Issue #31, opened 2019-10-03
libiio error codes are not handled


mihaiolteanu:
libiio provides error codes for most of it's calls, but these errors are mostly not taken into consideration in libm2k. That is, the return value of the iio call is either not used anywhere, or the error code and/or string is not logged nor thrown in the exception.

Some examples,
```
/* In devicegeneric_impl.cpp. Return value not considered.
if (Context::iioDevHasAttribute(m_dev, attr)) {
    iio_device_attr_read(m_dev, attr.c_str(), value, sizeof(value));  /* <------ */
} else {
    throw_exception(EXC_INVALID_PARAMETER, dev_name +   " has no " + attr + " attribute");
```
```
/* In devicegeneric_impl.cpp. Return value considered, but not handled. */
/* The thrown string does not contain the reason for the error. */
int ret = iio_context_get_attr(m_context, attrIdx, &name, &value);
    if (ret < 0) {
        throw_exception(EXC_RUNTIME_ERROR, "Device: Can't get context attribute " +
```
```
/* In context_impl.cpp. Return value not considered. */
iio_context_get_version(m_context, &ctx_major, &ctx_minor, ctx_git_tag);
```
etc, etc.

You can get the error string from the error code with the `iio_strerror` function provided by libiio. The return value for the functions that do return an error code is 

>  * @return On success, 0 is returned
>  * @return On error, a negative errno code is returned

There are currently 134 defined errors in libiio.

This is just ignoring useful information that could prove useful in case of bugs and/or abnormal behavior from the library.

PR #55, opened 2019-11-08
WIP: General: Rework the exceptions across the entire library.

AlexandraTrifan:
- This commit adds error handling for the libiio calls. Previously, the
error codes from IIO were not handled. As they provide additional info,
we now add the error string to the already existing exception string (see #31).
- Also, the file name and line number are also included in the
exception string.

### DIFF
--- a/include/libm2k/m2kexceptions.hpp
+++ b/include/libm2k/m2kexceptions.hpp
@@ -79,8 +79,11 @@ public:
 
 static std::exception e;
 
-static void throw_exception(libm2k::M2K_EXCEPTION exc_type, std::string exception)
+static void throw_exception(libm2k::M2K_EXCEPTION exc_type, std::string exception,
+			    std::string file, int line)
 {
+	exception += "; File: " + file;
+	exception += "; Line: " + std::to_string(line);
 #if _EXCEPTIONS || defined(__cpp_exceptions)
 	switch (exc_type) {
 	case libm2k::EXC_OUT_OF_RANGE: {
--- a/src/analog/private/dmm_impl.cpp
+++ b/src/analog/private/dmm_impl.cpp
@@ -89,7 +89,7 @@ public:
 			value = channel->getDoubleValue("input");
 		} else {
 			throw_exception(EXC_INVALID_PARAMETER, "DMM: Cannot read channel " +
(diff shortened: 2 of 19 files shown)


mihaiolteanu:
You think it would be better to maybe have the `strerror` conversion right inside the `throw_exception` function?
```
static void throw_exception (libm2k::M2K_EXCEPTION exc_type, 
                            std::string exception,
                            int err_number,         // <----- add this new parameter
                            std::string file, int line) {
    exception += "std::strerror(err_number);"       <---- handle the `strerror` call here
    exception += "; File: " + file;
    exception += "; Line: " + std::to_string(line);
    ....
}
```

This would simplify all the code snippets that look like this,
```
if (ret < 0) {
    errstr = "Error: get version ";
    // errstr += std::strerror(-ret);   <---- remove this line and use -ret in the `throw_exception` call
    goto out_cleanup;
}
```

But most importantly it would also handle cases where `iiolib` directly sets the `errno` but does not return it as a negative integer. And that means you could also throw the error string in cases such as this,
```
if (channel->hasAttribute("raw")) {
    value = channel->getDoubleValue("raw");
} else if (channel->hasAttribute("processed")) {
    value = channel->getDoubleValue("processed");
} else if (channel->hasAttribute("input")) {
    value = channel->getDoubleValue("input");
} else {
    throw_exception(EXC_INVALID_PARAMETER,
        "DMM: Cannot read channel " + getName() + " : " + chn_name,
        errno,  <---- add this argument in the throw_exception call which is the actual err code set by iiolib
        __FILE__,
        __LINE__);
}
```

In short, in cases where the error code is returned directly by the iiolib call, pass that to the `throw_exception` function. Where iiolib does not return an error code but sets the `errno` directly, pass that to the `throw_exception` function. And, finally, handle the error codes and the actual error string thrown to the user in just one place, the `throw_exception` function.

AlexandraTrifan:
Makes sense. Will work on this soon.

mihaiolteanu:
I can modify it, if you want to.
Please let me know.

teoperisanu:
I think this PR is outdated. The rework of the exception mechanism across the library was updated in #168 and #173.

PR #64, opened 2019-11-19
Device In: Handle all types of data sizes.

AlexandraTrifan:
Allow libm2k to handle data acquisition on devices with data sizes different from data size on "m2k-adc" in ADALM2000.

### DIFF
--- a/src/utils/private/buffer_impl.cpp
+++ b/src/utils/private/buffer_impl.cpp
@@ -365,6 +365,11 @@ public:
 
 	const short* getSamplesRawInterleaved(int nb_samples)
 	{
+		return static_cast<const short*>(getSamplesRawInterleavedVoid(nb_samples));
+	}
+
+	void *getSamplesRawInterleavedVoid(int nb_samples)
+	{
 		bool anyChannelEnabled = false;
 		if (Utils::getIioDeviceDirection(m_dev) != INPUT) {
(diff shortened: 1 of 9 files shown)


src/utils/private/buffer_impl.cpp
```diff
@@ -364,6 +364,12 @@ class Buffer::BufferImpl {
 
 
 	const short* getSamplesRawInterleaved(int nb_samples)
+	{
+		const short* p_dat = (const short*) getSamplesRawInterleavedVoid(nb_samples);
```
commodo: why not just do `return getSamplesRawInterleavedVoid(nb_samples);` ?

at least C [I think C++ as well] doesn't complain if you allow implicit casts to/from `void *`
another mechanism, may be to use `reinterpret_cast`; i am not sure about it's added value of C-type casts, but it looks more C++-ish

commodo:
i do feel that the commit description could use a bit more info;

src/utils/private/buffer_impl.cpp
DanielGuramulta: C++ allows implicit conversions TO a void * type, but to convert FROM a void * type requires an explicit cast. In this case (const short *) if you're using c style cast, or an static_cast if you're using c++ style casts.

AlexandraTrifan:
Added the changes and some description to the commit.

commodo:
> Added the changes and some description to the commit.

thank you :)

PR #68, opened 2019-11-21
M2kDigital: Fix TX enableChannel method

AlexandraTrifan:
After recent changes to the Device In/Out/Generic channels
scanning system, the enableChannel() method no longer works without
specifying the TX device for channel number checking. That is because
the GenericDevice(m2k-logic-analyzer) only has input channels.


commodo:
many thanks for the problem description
○ ○ ○
### Your task
Produce the material again exactly as it is shown above.

### Exercise result
Issue #31, opened 2019-10-03
libiio error codes are not handled


mihaiolteanu:
libiio provides error codes for most of it's calls, but these errors are mostly not taken into consideration in libm2k. That is, the return value of the iio call is either not used anywhere, or the error code and/or string is not logged nor thrown in the exception.

Some examples,
```
/* In devicegeneric_impl.cpp. Return value not considered.
if (Context::iioDevHasAttribute(m_dev, attr)) {
    iio_device_attr_read(m_dev, attr.c_str(), value, sizeof(value));  /* <------ */
} else {
    throw_exception(EXC_INVALID_PARAMETER, dev_name +   " has no " + attr + " attribute");
```
```
/* In devicegeneric_impl.cpp. Return value considered, but not handled. */
/* The thrown string does not contain the reason for the error. */
int ret = iio_context_get_attr(m_context, attrIdx, &name, &value);
    if (ret < 0) {
        throw_exception(EXC_RUNTIME_ERROR, "Device: Can't get context attribute " +
```
```
/* In context_impl.cpp. Return value not considered. */
iio_context_get_version(m_context, &ctx_major, &ctx_minor, ctx_git_tag);
```
etc, etc.

You can get the error string from the error code with the `iio_strerror` function provided by libiio. The return value for the functions that do return an error code is 

>  * @return On success, 0 is returned
>  * @return On error, a negative errno code is returned

There are currently 134 defined errors in libiio.

This is just ignoring useful information that could prove useful in case of bugs and/or abnormal behavior from the library.

PR #55, opened 2019-11-08
WIP: General: Rework the exceptions across the entire library.

AlexandraTrifan:
- This commit adds error handling for the libiio calls. Previously, the
error codes from IIO were not handled. As they provide additional info,
we now add the error string to the already existing exception string (see #31).
- Also, the file name and line number are also included in the
exception string.

### DIFF
--- a/include/libm2k/m2kexceptions.hpp
+++ b/include/libm2k/m2kexceptions.hpp
@@ -79,8 +79,11 @@ public:
 
 static std::exception e;
 
-static void throw_exception(libm2k::M2K_EXCEPTION exc_type, std::string exception)
+static void throw_exception(libm2k::M2K_EXCEPTION exc_type, std::string exception,
+			    std::string file, int line)
 {
+	exception += "; File: " + file;
+	exception += "; Line: " + std::to_string(line);
 #if _EXCEPTIONS || defined(__cpp_exceptions)
 	switch (exc_type) {
 	case libm2k::EXC_OUT_OF_RANGE: {
--- a/src/analog/private/dmm_impl.cpp
+++ b/src/analog/private/dmm_impl.cpp
@@ -89,7 +89,7 @@ public:
 			value = channel->getDoubleValue("input");
 		} else {
 			throw_exception(EXC_INVALID_PARAMETER, "DMM: Cannot read channel " +
(diff shortened: 2 of 19 files shown)


mihaiolteanu:
You think it would be better to maybe have the `strerror` conversion right inside the `throw_exception` function?
```
static void throw_exception (libm2k::M2K_EXCEPTION exc_type, 
                            std::string exception,
                            int err_number,         // <----- add this new parameter
                            std::string file, int line) {
    exception += "std::strerror(err_number);"       <---- handle the `strerror` call here
    exception += "; File: " + file;
    exception += "; Line: " + std::to_string(line);
    ....
}
```

This would simplify all the code snippets that look like this,
```
if (ret < 0) {
    errstr = "Error: get version ";
    // errstr += std::strerror(-ret);   <---- remove this line and use -ret in the `throw_exception` call
    goto out_cleanup;
}
```

But most importantly it would also handle cases where `iiolib` directly sets the `errno` but does not return it as a negative integer. And that means you could also throw the error string in cases such as this,
```
if (channel->hasAttribute("raw")) {
    value = channel->getDoubleValue("raw");
} else if (channel->hasAttribute("processed")) {
    value = channel->getDoubleValue("processed");
} else if (channel->hasAttribute("input")) {
    value = channel->getDoubleValue("input");
} else {
    throw_exception(EXC_INVALID_PARAMETER,
        "DMM: Cannot read channel " + getName() + " : " + chn_name,
        errno,  <---- add this argument in the throw_exception call which is the actual err code set by iiolib
        __FILE__,
        __LINE__);
}
```

In short, in cases where the error code is returned directly by the iiolib call, pass that to the `throw_exception` function. Where iiolib does not return an error code but sets the `errno` directly, pass that to the `throw_exception` function. And, finally, handle the error codes and the actual error string thrown to the user in just one place, the `throw_exception` function.

AlexandraTrifan:
Makes sense. Will work on this soon.

mihaiolteanu:
I can modify it, if you want to.
Please let me know.

teoperisanu:
I think this PR is outdated. The rework of the exception mechanism across the library was updated in #168 and #173.

PR #64, opened 2019-11-19
Device In: Handle all types of data sizes.

AlexandraTrifan:
Allow libm2k to handle data acquisition on devices with data sizes different from data size on "m2k-adc" in ADALM2000.

### DIFF
--- a/src/utils/private/buffer_impl.cpp
+++ b/src/utils/private/buffer_impl.cpp
@@ -365,6 +365,11 @@ public:
 
 	const short* getSamplesRawInterleaved(int nb_samples)
 	{
+		return static_cast<const short*>(getSamplesRawInterleavedVoid(nb_samples));
+	}
+
+	void *getSamplesRawInterleavedVoid(int nb_samples)
+	{
 		bool anyChannelEnabled = false;
 		if (Utils::getIioDeviceDirection(m_dev) != INPUT) {
(diff shortened: 1 of 9 files shown)


src/utils/private/buffer_impl.cpp
```diff
@@ -364,6 +364,12 @@ class Buffer::BufferImpl {
 
 
 	const short* getSamplesRawInterleaved(int nb_samples)
+	{
+		const short* p_dat = (const short*) getSamplesRawInterleavedVoid(nb_samples);
```
commodo: why not just do `return getSamplesRawInterleavedVoid(nb_samples);` ?

at least C [I think C++ as well] doesn't complain if you allow implicit casts to/from `void *`
another mechanism, may be to use `reinterpret_cast`; i am not sure about it's added value of C-type casts, but it looks more C++-ish

commodo:
i do feel that the commit description could use a bit more info;

src/utils/private/buffer_impl.cpp
DanielGuramulta: C++ allows implicit conversions TO a void * type, but to convert FROM a void * type requires an explicit cast. In this case (const short *) if you're using c style cast, or an static_cast if you're using c++ style casts.

AlexandraTrifan:
Added the changes and some description to the commit.

commodo:
> Added the changes and some description to the commit.

thank you :)

PR #68, opened 2019-11-21
M2kDigital: Fix TX enableChannel method

AlexandraTrifan:
After recent changes to the Device In/Out/Generic channels
scanning system, the enableChannel() method no longer works without
specifying the TX device for channel number checking. That is because
the GenericDevice(m2k-logic-analyzer) only has input channels.


commodo:
many thanks for the problem description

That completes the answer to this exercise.